I’m hoping against hope that it’s not only conservatives who understand that a rebirth of prosperity is only possible to the extent the private sector is left alone. I’m hoping that people will come to understand what corporate execs understand; that, cronyism notwithstanding, the more government intervenes into the private sector the more distorted the pricing of goods and services, and the more difficult/uncertain the forward planning—which breeds apprehension, which results in record cash on balance sheets and a strong reluctance to invest/expand/hire. Remember, if you’re old enough, the gas lines in the ’70s. Remember, you are old enough, the real estate bubble in the 2000s. Remember the rise, then crash, of auto sales that coincided with “Cash for Clunkers”. Remember the rise, then crash, of home sales that coincided with the “Homebuyers Tax Credit”. Pay attention to the education/student loan bubble we’re currently experiencing. Pay attention to the Fed’s pricing of today’s bond market. I could write volumes on where government price-fixing, of whatever mode, has produced unsavory results.

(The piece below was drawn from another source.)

PR #3121, opened 2023-02-17
Updated `PEcAn.utils::download.file` to `PEcAn.utils::download_file`

### LINKED ISSUE #2957: `PEcAn.utils::download.file` masks `utils::download.file`.  Change name?
https://github.com/PecanProject/pecan/blob/cd3e4c2dc1739b4165574dd1200f73886d80af9a/base/utils/R/utils.R#L647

Here’s another snippet from Mr. Meyerson’s article:
The U.S. corporations that make up the Standard & Poor’s index of the 500 largest publicly traded companies get almost half their revenue from sales abroad, according to a 2011 S&P analysis, and, despite all the hoopla about bringing manufacturing back to the States, much of their production is going to remain abroad. The rise of machines has, we all know, taken its toll on employment too. U.S. corporations are sitting on $1.7?trillion in cash, with share values and profits that render most of these businesses’ leaders happy campers. Even if the U.S. economy continues to fall far short of full employment, and even if the rate of workforce participation continues to decline, these businesses can still sell their products all over the world. Unlike in the 1930s, the shortfall in domestic consumption does not present them with a crisis but with perhaps nothing worse than a missed opportunity.
Here’s my take:
Mr. Meyerson, like so many surface dwellers, suffers from extreme Neo-Luddism, and a most pernicious affliction called protectionism. The “rise of machines”, from automobiles to computers, and the expansion into world markets have been nothing short of miraculous in terms of job growth in this country. To imagine a world where we couldn’t reach across borders and/or where we didn’t aggressively exploit innovation wherever we can create it, is to imagine a world of utter stagnation.
Oh, by the way, I typed this essay on the iPad I bought at the bustling, heavily staffed with U.S. workers, Best Buy store because of the wait at the bustling, heavily staffed with U.S workers, Apple Store was too long due to customers cramming in to spend their wages on affordable (thanks to Apple’s international reach) technology. And that’s just the tip of the iceberg when we consider the economic, right here at home, benefits resulting from all the stuff the consumer can do with that technology.